* [TASK PROMPT]:
Starting at the top of the data and ending with the line that holds "Minimize public parameters", transcribe each line exactly; include both ends.

(Dataset entries)
PR #323, opened 2024-11-08
fix: remove all warnings from attribute access

tdstein:


tests/posit/connect/oauth/test_integrations.py
```diff
@@ -1,61 +1,11 @@
...
-from posit.connect.oauth.integrations import Integration
 
 from ..api import load_mock  # type: ignore
 
 
-class TestIntegrationAttributes:
-    @classmethod
-    def setup_class(cls):
-        guid = "22644575-a27b-4118-ad06-e24459b05126"
-        fake_item = load_mock(f"v1/oauth/integrations/{guid}.json")
```
schloerke, line 17: With both tests being removed, should we remove the mock files?

tdstein: The mocks are also used in other tests below.

schloerke (approved):
Thank you!

PR #330, opened 2024-11-12
[hold] refactor: Merge Active and Api code together

### LINKED ISSUE #324: Merge _api.py and resource.py in code
TODO - make an issue to port this functionality to the Resource class.

_Originally posted by @tdstein in https://github.com/posit-dev/posit-sdk-py/pull/300#discussion_r1833107446_

schloerke:
Fixes #324

-------------------------------------------------------

- [x] Add to readme file more in-depth information: https://github.com/posit-dev/posit-sdk-py/pull/330/files#diff-97a404af0cd76efe034f1917316121f8ff4be4a51655e5bc16b65f5800cdb2b7
- [ ] Make PR in rstudio/connect to address the no "alter in place" updates

Goals:
* Turn entity classes into read only dictionaries. Prevents users from updating data in place. All `.update()`-like methods now return a new object.
* Minimize public parameters such as `.params: ResourceParameters` (Rename to `._ctx: Context`
	* Inherit from `Context` to extend it with more information rather than expanding parameters. By doing so, the names and usage are consistent. (Hard to distinguish which GUID `guid` represents )
	* Leverage the `ContextP[ContextT]` class where possible to give `._ctx: ContextT` a type. 
* Minimize the locations of API path. Resolve by placing the calling class. 
	* Classes that need to fully fetch their information may provide the bare minimum information for the `ActiveDict` class to request the data for initialization. This reduces multiple duplications of logic to a single spot
* Attempt to use `ApiCallMixin` within classes to reduce how urls are constructed and processed. Given a `.ctx: Context` and `._path: str`, many calling methods can be handled under the hood.

Note - Classes that do not follow the read-only approach: 
* `EnvVars`
* `ContentItemVanityMixin`


src/posit/connect/jobs.py
```diff
@@ -150,7 +150,8 @@ def _create_instance(self, path: str, /, **attributes: Any) -> Job:
 
     class _FindByRequest(TypedDict, total=False):
         # Identifiers
-        id: Required[str]
+        # TODO-barret-Q: Is this change correct? It use to be required, but the docs say not-required
+        id: NotRequired[str]
```
schloerke, line 154: Is this change correct? It use to be required, but the docs say not-required

src/posit/connect/oauth/associations.py
```diff
@@ -1,78 +1,106 @@
...
+        return f"v1/content/{content_guid}/oauth/integrations/associations"
 
-    def find(self) -> List[Association]:
+    def __init__(self, ctx: ContentItemContext) -> None:
+        super().__init__()
+        self._ctx = ctx
+        self._path = self._api_path(ctx.content_guid)
+
+    # TODO-barret-future-q: Should this be inherited from ActiveFinderSequence? (It would add find_by)
+    def find(self) -> list[Association]:
```
schloerke, line 79: Should this be inherited from ActiveFinderSequence? (It would add find_by) . We could have `.find()` and `.find_by()` be separated out into two `ActiveFinder*` classes.

src/posit/connect/oauth/integrations.py
```diff
@@ -1,56 +1,82 @@
...
-        """Update the OAuth integration."""
 
-    def update(self, *args, **kwargs) -> None:
-        """Update the OAuth integration."""
-        body = dict(*args, **kwargs)
-        url = self.params.url + f"v1/oauth/integrations/{self['guid']}"
-        response = self.params.session.patch(url, json=body)
-        super().update(**response.json())
+# TODO-barret-future-q; Should this auto retrieve? If so, it should inherit from ActiveSequence
+class Integrations(ApiCallMixin, ContextP[Context]):
```
schloerke, line 69: I'm really enjoying the clarity of when data is retrieved from `.find()` / `.get()` / `.all()` methods. And it does take the ambiguity out of _when_ data is being retrieved. 

I'd be up for dropping the "download all list-like data on initialization" in favor of the retrieval methods (e.g. `.find()` etc.) . This would also mean that the classes wouldn't be `list-like` would require the user to retrieve before calling any list like methods (ex: `len(jobs.all())` and not `len(jobs)` which can change over time.

src/posit/connect/oauth/oauth.py
```diff
@@ -4,26 +4,30 @@
...
-class OAuth(Resources):
-    def __init__(self, params: ResourceParameters, api_key: str) -> None:
-        super().__init__(params)
+class OAuth(ContextP[Context]):
+    def __init__(self, ctx: Context, api_key: str) -> None:
+        super().__init__()
+        self._ctx = ctx
+
+        # TODO-barret-q: Is this used?
         self.api_key = api_key
```
schloerke, line 19: I couldn't see where this is used. Just wanted to be sure I didn't lose this one as it is related to auth.

src/posit/connect/oauth/sessions.py
```diff
@@ -2,34 +2,101 @@
...
+        guid = assert_guid(kwargs.get("guid"))
+        path = self._api_path(guid)
+
+        # Only fetch data if `kwargs` only contains `"guid"`
+        get_data = len(kwargs) == 1
+
+        super().__init__(ctx, path, get_data, **kwargs)
+
+    # TODO-barret-future-q: Should this be destroy?
     def delete(self) -> None:
```
schloerke, line 69: Should this be `.delete()` or `.destroy()`?

src/posit/connect/oauth/sessions.py
```diff
@@ -2,34 +2,101 @@
...
         self,
         *,
         all: Optional[bool] = ...,
     ) -> List[Session]: ...
 
+    # TODO-barret-future-q: Should this be `.find_by()`?
     @overload
     def find(self, **kwargs) -> List[Session]: ...
 
     def find(self, **kwargs) -> List[Session]:
```
schloerke, line 95: No. `all: bool` is a query parameter. Instead, it should be `**kwargs: Unpack[Sessions._FindAttrs]`

schloerke:
After conversations with Taylor, we are not going to merge this PR. However, there are good ideas within it. 

Will keep the PR open until issues are made and/or components pulled out.

tdstein:
Closing this change. It will continue to exist in the pull request history for future reference.

Issue #338, opened 2024-11-15
Add Revoking Access from Group


schloerke:
Related Recipe Issue: https://github.com/rstudio/connect/issues/28826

* [YOUR RESPONSE]:
PR #323, opened 2024-11-08
fix: remove all warnings from attribute access

tdstein:


tests/posit/connect/oauth/test_integrations.py
```diff
@@ -1,61 +1,11 @@
...
-from posit.connect.oauth.integrations import Integration
 
 from ..api import load_mock  # type: ignore
 
 
-class TestIntegrationAttributes:
-    @classmethod
-    def setup_class(cls):
-        guid = "22644575-a27b-4118-ad06-e24459b05126"
-        fake_item = load_mock(f"v1/oauth/integrations/{guid}.json")
```
schloerke, line 17: With both tests being removed, should we remove the mock files?

tdstein: The mocks are also used in other tests below.

schloerke (approved):
Thank you!

PR #330, opened 2024-11-12
[hold] refactor: Merge Active and Api code together

### LINKED ISSUE #324: Merge _api.py and resource.py in code
TODO - make an issue to port this functionality to the Resource class.

_Originally posted by @tdstein in https://github.com/posit-dev/posit-sdk-py/pull/300#discussion_r1833107446_

schloerke:
Fixes #324

-------------------------------------------------------

- [x] Add to readme file more in-depth information: https://github.com/posit-dev/posit-sdk-py/pull/330/files#diff-97a404af0cd76efe034f1917316121f8ff4be4a51655e5bc16b65f5800cdb2b7
- [ ] Make PR in rstudio/connect to address the no "alter in place" updates

Goals:
* Turn entity classes into read only dictionaries. Prevents users from updating data in place. All `.update()`-like methods now return a new object.
* Minimize public parameters such as `.params: ResourceParameters` (Rename to `._ctx: Context`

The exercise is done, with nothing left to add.